TASK STATEMENT →
For each line of the data below that holds "with", copy the line.

DATA SUPPLIED →
-*-*-

PR #95, opened 2016-12-20
Test state transitions

mennopruijssers:
Test if state transitions (`suspect` -> `faulty` and  `faulty` -> `tombstone`) are correctly scheduled when the initial membership contains a member with a `suspect` or `tombstone` status.

### DIFF
--- a/test/join-tests.js
+++ b/test/join-tests.js
@@ -63,3 +63,36 @@ test2('join ringpop with fake node', getClusterSizes(), 20000,
         dsl.expectOnlyPings(t, tc),
     ];})
 );
+
+test2('5-second suspect to faulty window on join',
+    getClusterSizes(2),
+    20000,
+    function init(t, tc, callback) {
+        tc.addMembershipInformation('192.0.2.100:1234', 'suspect', 127);
+        callback();
+    },
+    prepareCluster({faulty: 1}, function(t, tc, n) {
+        return [
+            dsl.assertStats(t, tc, {
+                alive: n+1,
+                suspect: 1,
+                faulty: 0,
+                tombstone: 0
+            }),
+            dsl.wait(4000),
+            dsl.assertStats(t, tc, {
+                alive: n+1,
+                suspect: 1,
+                faulty: 0,
+                tombstone: 0
+            }),
+            dsl.wait(1100),
+            dsl.assertStats(t, tc, {
+                alive: n+1,
+                suspect: 0,
+                faulty: 1,
+                tombstone: 0
+            })
+        ];
+    })
+);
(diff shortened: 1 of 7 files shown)


test/ringpop-assert.js
```diff
@@ -625,6 +625,59 @@ function assertStats(t, tc, statusCountsOralive, suspect, faulty, members) {
     return result;
 }
 
+function assertStateChange(t, tc, addressOrIndex, status, expectedDuration, allowedJitter) {
```
thanodnl: This function measures the time from the first join but is used in both tests (state in join request and state updated after the join completed). Might be better to make that configurable I think and configure it correctly in both tests. This might reduce flaky-ness of the jitter.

-*-*-

WRITTEN REPLY →
Test if state transitions (`suspect` -> `faulty` and  `faulty` -> `tombstone`) are correctly scheduled when the initial membership contains a member with a `suspect` or `tombstone` status.
@@ -63,3 +63,36 @@ test2('join ringpop with fake node', getClusterSizes(), 20000,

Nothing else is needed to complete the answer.